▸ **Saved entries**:
○ ○ ○ ○
PR #2501, opened 2025-05-01
Dtypes benchmark includes missing values

### LINKED ISSUE #2494: Dtypes benchmark should include missing values for any dtypes that support it
### Problem Description
Our new testing framework tests to see which data representation types (dtypes) work with SDV's sdtypes. The benchmarking tests a variety of dtypes for every sdtype. For example for sdtype `categorical` it tests dtypes such as `pd.object`, `np.float64`, etc.

For all of the dtypes that support `null` values, we should make sure to add `null` values in our benchmarking framework as well. 

### Expected behavior
Go through all the dtypes in the [numpy_dtypes.py](https://github.com/sdv-dev/SDV/blob/main/tests/benchmark/numpy_dtypes.py) and in the [pandas_dtypes.py](https://github.com/sdv-dev/SDV/blob/main/tests/benchmark/pandas_dtypes.py). If any of the dtypes support null values, then add null values into the data that we're testing.

At a first glance, here are a few dtypes that support null values (that are not being tested):
- `np.float64`, `np.float32`, etc. all support null values 
- `np.complex64`, `np.complex128`, etc. all support null values
- `np.object` supports null values
- `np.string` supports null values (this one needs to be specifically cast to `dtype='string'`)
- `pd.datetime64` supports null values
- etc.

**The above is not an exhaustive list! We should go through each one and add null values if the dtype supports it.**

rwedge:
Resolves #2494 

CU-86b4uwr1q

### DIFF
--- a/.github/workflows/dtypes_benchmark.yml
+++ b/.github/workflows/dtypes_benchmark.yml
@@ -4,6 +4,7 @@ on:
   push:
     branches:
       - main
+      - issue-2494-dtypes-benchmark-nulls
 
 jobs:
   run_dtypes_benchmark:
--- a/.github/workflows/dtypes_benchmark.yml
+++ b/.github/workflows/dtypes_benchmark.yml
@@ -4,7 +4,6 @@ on:
   push:
     branches:
       - main
-      - issue-2494-dtypes-benchmark-nulls
 
 jobs:
   run_dtypes_benchmark:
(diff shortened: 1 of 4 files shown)


sdv-team:
Task linked: [CU-86b4uwr1q SDV - Dtypes benchmark should include missing values for any dtypes that support it #2494](https://app.clickup.com/t/86b4uwr1q)

frances-h (approved):

pvk-developer (approved):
○ ○ ○ ○
▸ **To do**:
Without altering a single word, set down all the entries again.

▸ **Solution to this task**:
PR #2501, opened 2025-05-01
Dtypes benchmark includes missing values

### LINKED ISSUE #2494: Dtypes benchmark should include missing values for any dtypes that support it
### Problem Description
Our new testing framework tests to see which data representation types (dtypes) work with SDV's sdtypes. The benchmarking tests a variety of dtypes for every sdtype. For example for sdtype `categorical` it tests dtypes such as `pd.object`, `np.float64`, etc.

For all of the dtypes that support `null` values, we should make sure to add `null` values in our benchmarking framework as well. 

### Expected behavior
Go through all the dtypes in the [numpy_dtypes.py](https://github.com/sdv-dev/SDV/blob/main/tests/benchmark/numpy_dtypes.py) and in the [pandas_dtypes.py](https://github.com/sdv-dev/SDV/blob/main/tests/benchmark/pandas_dtypes.py). If any of the dtypes support null values, then add null values into the data that we're testing.

At a first glance, here are a few dtypes that support null values (that are not being tested):
- `np.float64`, `np.float32`, etc. all support null values 
- `np.complex64`, `np.complex128`, etc. all support null values
- `np.object` supports null values
- `np.string` supports null values (this one needs to be specifically cast to `dtype='string'`)
- `pd.datetime64` supports null values
- etc.

**The above is not an exhaustive list! We should go through each one and add null values if the dtype supports it.**

rwedge:
Resolves #2494 

CU-86b4uwr1q

### DIFF
--- a/.github/workflows/dtypes_benchmark.yml
+++ b/.github/workflows/dtypes_benchmark.yml
@@ -4,6 +4,7 @@ on:
   push:
     branches:
       - main
+      - issue-2494-dtypes-benchmark-nulls
 
 jobs:
   run_dtypes_benchmark:
--- a/.github/workflows/dtypes_benchmark.yml
+++ b/.github/workflows/dtypes_benchmark.yml
@@ -4,7 +4,6 @@ on:
   push:
     branches:
       - main
-      - issue-2494-dtypes-benchmark-nulls
 
 jobs:
   run_dtypes_benchmark:
(diff shortened: 1 of 4 files shown)


sdv-team:
Task linked: [CU-86b4uwr1q SDV - Dtypes benchmark should include missing values for any dtypes that support it #2494](https://app.clickup.com/t/86b4uwr1q)

frances-h (approved):

pvk-developer (approved):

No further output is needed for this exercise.